Joseph Stafford Gibson (1837-1919) was born at Kilmurry, County Cork into a family of Cork silversmiths and military servicemen, his father having served in the Peninsular Wars. Orphaned by the age of eleven, he was raised by an aunt in Cork city. Having attended Queen’s College Cork (now University College Cork), he lived for a time in London and Paris, before settling in Madrid in 1879.
Describing himself as a painter, Gibson appears to have been independently wealthy, likely as a result of family legacies and investments in government loans and railways. A full chapter of Gente del 98 (1952), a memoir by Spanish artist and writer Ricardo Baroja (1871-1953), focuses on Gibson.
He travelled extensively in France, Switzerland, and Spain, during which he made hundreds of watercolours, although he seemingly never exhibited them during his lifetime. He was in France during the Franco-Prussian War (1870-71) and Paris Commune (1871). Upon moving to Madrid, he lived at Calle de la Aduana 27, close to the Puerta del Sol. From the 1880s until at least 1907, he was a regular visitor to the medieval Spanish town of Albarracín in Teruel. Evidently travel – and the opportunities it afforded the individual, particularly artists – was of especial significance to him and this is borne out in the instructions he set down in his Will and which now lay the foundation for the Gibson Travelling Fellowship Award.
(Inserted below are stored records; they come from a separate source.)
PR #761, opened 2018-08-22
Update to Node 10 for Jenkins and Travis builds

robertknight:
The official Docker node builds now have yarn preinstalled, so I switched to use that instead of a community-provided image.


robertknight:
A couple of Travis tests failed with timeouts. I don't think that is related to the Node version. Retrying for now. Will need to address the flakiness at some point.

robertknight:
Travis and Jenkins builds are passing. I'm going to go ahead and merge this.

PR #1099, opened 2019-05-02
Fix GitHub release generation script

robertknight:
Git has two types of tags, lightweight tags and annotated tags. Only
annotated tags have a "tag date" associated with them. Recently it
appears that releases have been tagged with lightweight tags rather than
annotated tags, which the `generate-change-list.js` script did not
handle.

 - When fetching the last tag, use the commit date as a fallback for the
   tag date, and bail with an error if no date can be found

 - Link to the HTML rather than JSON representation of a PR in release
   notes

 - Fix a warning about use of deprecated GitHub API pagination methods
   by switching to the pagination APIs described at
   https://octokit.github.io/rest.js/#pagination

 - Support running the `generate-change-list.js` script as a CLI tool
   for debugging using `node generate-change-list.js <tag name>`

 - Skip Dependabot PRs in the change list, as these add a lot of noise.
   Generally readers are going to be interested in non-maintenance PRs.

### DIFF
--- a/scripts/generate-change-list.js
+++ b/scripts/generate-change-list.js
@@ -6,19 +6,30 @@ const wrapText = require('wrap-text');
 
 /**
  * Return a `Date` indicating when a Git tag was created.
+ *
+ * The tag creation date is used for annotated tags, otherwise there is a
+ * fallback to the date of the tagged commit.
  */
 function getTagDate(tag) {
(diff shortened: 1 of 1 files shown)


robertknight:
I'm going to go ahead and merge this so I can test it out with a release.

PR #1106, opened 2019-05-07
Fix bug where direct linked group is duplicated

hmstepanek:
Do not add the direct-linked group to featuredGroups if it is already
present. This happens when a group is direct-linked to but the group
is already scoped to the page so the direct-linked group shows up twice.

### DIFF
--- a/src/sidebar/services/groups.js
+++ b/src/sidebar/services/groups.js
@@ -213,9 +213,11 @@ function groups(
         }
         return Promise.all(groupApiRequests).then(
           ([myGroups, featuredGroups, token, selectedGroup]) => [
+            // Don't add the selectedGroup if it's already in the featuredGroups.
             combineGroups(
               myGroups,
-              selectedGroup !== undefined
+              selectedGroup !== undefined &&
+                !featuredGroups.some(g => g.id === selectedGroup.id)
                 ? featuredGroups.concat([selectedGroup])
                 : featuredGroups,
               documentUri
--- a/src/sidebar/services/test/groups-test.js
+++ b/src/sidebar/services/test/groups-test.js
@@ -230,6 +230,25 @@ describe('groups', function() {
       });
     });
 
+    // TODO: Add a de-dup test for the direct-linked annotation.
+
+    it('does not duplicate groups if the direct-linked group is also a featured group', () => {
+      const svc = service();
+
+      // Set the direct-linked group to dummyGroups[0].
+      fakeSettings.group = dummyGroups[0].id;
+      fakeApi.group.read.returns(Promise.resolve(dummyGroups[0]));
+
+      // Include the dummyGroups[0] in the featured groups.
+      fakeApi.profile.groups.read.returns(Promise.resolve([]));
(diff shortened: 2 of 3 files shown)


src/sidebar/services/groups.js
```diff
@@ -213,9 +213,11 @@ function groups(
         }
         return Promise.all(groupApiRequests).then(
           ([myGroups, featuredGroups, token, selectedGroup]) => [
+            // Don't add the selectedGroup if it's already in the featuredGroups.
             combineGroups(
               myGroups,
-              selectedGroup !== undefined
+              selectedGroup !== undefined &&
```
hmstepanek: I wasn't sure if it was better to put this logic here or push it into the combineGroups function. The pro's of having this here is the combineGroups is responsible for determining scope and user membership of the group and combining the two groups lists: featuredGroups and myGroups (technically the directLinkedGroup/directLinkedAnnGroup can go into one of the already existing groups lists which simplifies the inputs to the combineGroups function). The con's this adds more logic to the load in the groups service because it has to only put the group in there under certain circumstances as opposed to passing the directLinkedGroup and directLinkedAnnGroup and letting the combineGroups sort out when to add them (if any). The third option would be to de-dup the featuredGroups list in combineGroups but I feel like that's making an assumption about the input that doesn't necessarily make sense (that the groups in the passed list could be duplicated).

src/sidebar/services/test/groups-test.js
```diff
@@ -230,6 +230,25 @@ describe('groups', function() {
       });
     });
 
+    // TODO: Add a de-dup test for the direct-linked annotation.
```
hmstepanek: I'm not sure which PR will get merged first (this one or https://github.com/hypothesis/client/pull/1097). Since this one is simpler I'm guessing this one.

src/sidebar/services/groups.js
robertknight: > The third option would be to de-dup the featuredGroups list

Third option? I'm not entirely clear on how this differs from the first two. By "push it into the combineGroups function" did you mean adding an extra argument to `combineGroups`?

Honestly I don't think it makes that much difference at present. If there were several more sources of groups being combined then I think it would become simpler to de-duplicate in `combineGroups`,  because you could just add a few lines at the end to de-duplicate the final `groups` array.

src/sidebar/services/test/groups-test.js
```diff
@@ -230,6 +230,25 @@ describe('groups', function() {
...
+
+    it('does not duplicate groups if the direct-linked group is also a featured group', () => {
+      const svc = service();
+
+      // Set the direct-linked group to dummyGroup[0].
```
robertknight:
```suggestion
      // Set the direct-linked group to dummyGroups[0].
```

And the same below.

src/sidebar/services/groups.js
hmstepanek: In the third option I mean add the group into the featuredGroups list so there are two of the same group and just add a de-dup in the combineGroups function.

hmstepanek:
I've cleaned up the docs on the combineGroups method a bit.

PR #1109, opened 2019-05-09
Use same direct-linked group error when logged-in

hmstepanek:
Use the same short error message for notifying the user that the direct-linked group in unavailable regardless of login state.

### DIFF
--- a/src/sidebar/components/test/sidebar-content-test.js
+++ b/src/sidebar/components/test/sidebar-content-test.js
@@ -6,6 +6,7 @@ const EventEmitter = require('tiny-emitter');
 const events = require('../../events');
 const sidebarContent = require('../sidebar-content');
 const uiConstants = require('../../ui-constants');
+const util = require('../../directive/test/util');
 
 let searchClients;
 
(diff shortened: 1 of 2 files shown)


src/sidebar/components/test/sidebar-content-test.js
```diff
@@ -149,6 +150,19 @@ describe('sidebar.components.sidebar-content', function() {
     });
   }
 
+  function createSidebarContent(
```
hmstepanek: I plan on cleaning up these tests but for now I wanted to make sure I had some tests for this.

src/sidebar/components/test/sidebar-content-test.js
```diff
@@ -149,6 +150,19 @@ describe('sidebar.components.sidebar-content', function() {
...
+    { userid } = { userid: 'acct:person@example.com' }
```
robertknight: Small aside - This can also be written as `{ userid = 'acct:person@example.com ' } = {}`. If you have an object with many keys, its easier to put the defaults on the left side of the main assignment.

PR #1113, opened 2019-05-10
Fix overlapping text in headings in annotation bodies

robertknight:
Parent elements of annotation cards set line heights to absolute pixel
values. Annotation card headings then inherit this and as a result,
their line height is too small for the font size.

We ought to reconsider the way line heights are set elsewhere in the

CAG.1228 Joseph Stafford Gibson, Portrait of a Bearded Gentleman (full face), 1895,
egg yolk and ink on paper, 28.3 x 14.6 cm. Bequeathed, Joseph Stafford Gibson, 1919 (Gibson Bequest).
For many years, Gibson maintained a correspondence with James Brenan (1839-1907), artist and principal of Crawford Municipal School of Art (1860-89) and, subsequently, Dublin Metropolitan School of Art (1889-1904), while also writing to such political figures as Arthur Balfour (1848-1930).
A collector in his own right of decorative Spanish earthenware, historic coins, family silverware, paintings, and other objects, Joseph Stafford Gibson died in Madrid on 3 February 1919 during the influenza pandemic.